As AI becomes increasingly integrated in our day-to-day lives, the implications of bias in AI grow more and more worrisome. Training data that appears impartial is often influenced by historical and socioeconomic factors that render it biased, sometimes to the detriment of marginalized groups, and especially in AI applications in sectors like healthcare and criminal justice. Now, LinkedIn is introducing a tool to help combat these biases: the LinkedIn Fairness Toolkit, or LiFT.
LiFT is an open-source Scala/Spark library that LinkedIn says “enables the measurement of fairness, according to a multitude of fairness definitions, in large-scale machine learning workflows.” LinkedIn says that LiFT is both flexible and scalable, enabling use in scenarios ranging from exploratory analysis to production workflows and allowing the distribution of workloads over several nodes when handling large datasets.
“It can be deployed in training and scoring workflows to measure biases in training data, evaluate different fairness notions for ML models, and detect statistically significant differences in their performance across different subgroups,” explained LinkedIn machine learning researchers Sriram Vasudevan, Cyrus DiCiccio, and Kinjal Basu in a blog post announcing LiFT. “It can also be used for ad hoc fairness analysis or as part of a large-scale A/B testing system.”

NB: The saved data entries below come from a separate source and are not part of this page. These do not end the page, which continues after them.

PR #5, opened 2017-06-29
refactor the stats package to make better experience

rybit:
The stats package was going to put out a lot of lines potentially, this means it will be only one. And it makes logging at all optional.

Also a test.

### DIFF
--- a/stats/stats.go
+++ b/stats/stats.go
@@ -76,8 +76,11 @@ func report(log *logrus.Entry, prefix string) {
 			name += k
 			metrics.CountN(name, val, dims)
 
-			dims["value"] = val
-			results[name] = append(results[name], dims)
+			resMap := map[string]interface{}{
+				"value": val,
+				"dims":  dims,
+			}
+			results[name] = append(results[name], resMap)
 		}
 	}
 	statLock.Unlock()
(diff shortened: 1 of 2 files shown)


stats/stats.go
```diff
@@ -29,45 +29,67 @@ var mtsMap = map[string]map[string]int64{}
...
+		for sha, val := range series {
+			dims := dimMap[sha]
+			name := prefix
+			if name != "" && !strings.HasSuffix(name, ".") {
+				name += "."
+			}
+			name += k
+			metrics.CountN(name, val, dims)
+
+			dims["value"] = val
```
brycekahle: If you have two different metrics with the same dimensions, wouldn't setting `value` here clobber the previous values?

rybit: The only time this would clobber is that if there was a "value" dimension. The `dims` here is per MTS

brycekahle: The `dimsMap` is keyed by a SHA256 of the dims without the metric name though. If you have two metrics, with the same dims, they will have the same SHA, and resolve to the same entry in `dimsMap`.

A simpler example would be *no dims*. If you had two metrics with no dims and different values, then the log message would use the same `value`.

Would it be easier if I added a failing test?

rybit: Ah I see what you mean. But that is ok. I can actually just refactor what is stored there.

brycekahle:
:shipit:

Currently, LiFT supports metrics including distances between observed and expected distributions, fairness metrics like demographic parity and equalized odds, and other fairness measures like Atkinson’s index. LiFT also supports access to higher- and lower-level APIs for more granular developer access.
LinkedIn has already deployed LiFT internally, using the tool to measure the fairness of multiple training datasets prior to their use in model training and using it for the last year while developing its prototype anti-harassment classification systems.
“We looked at the model’s performance across geographic regions and gender,” the researchers wrote. “While the model showed the highest precision when identifying harassing content in messages from men, across all regions, we found that the model was slightly more precise among English-speaking female members in the U.S. versus those in the U.K. The system relies on human-in-the-loop verification of flagged content, so this was determined to be an acceptable design trade-off.”
For LinkedIn, LiFT is part of an ongoing effort to improve fairness both in and outside its organization – which for a company of its nature, is a pressing concern. “Our imperative is to create economic opportunity for every member of the global workforce,” the researchers wrote, “something that would be impossible to accomplish without leveraging AI at scale.”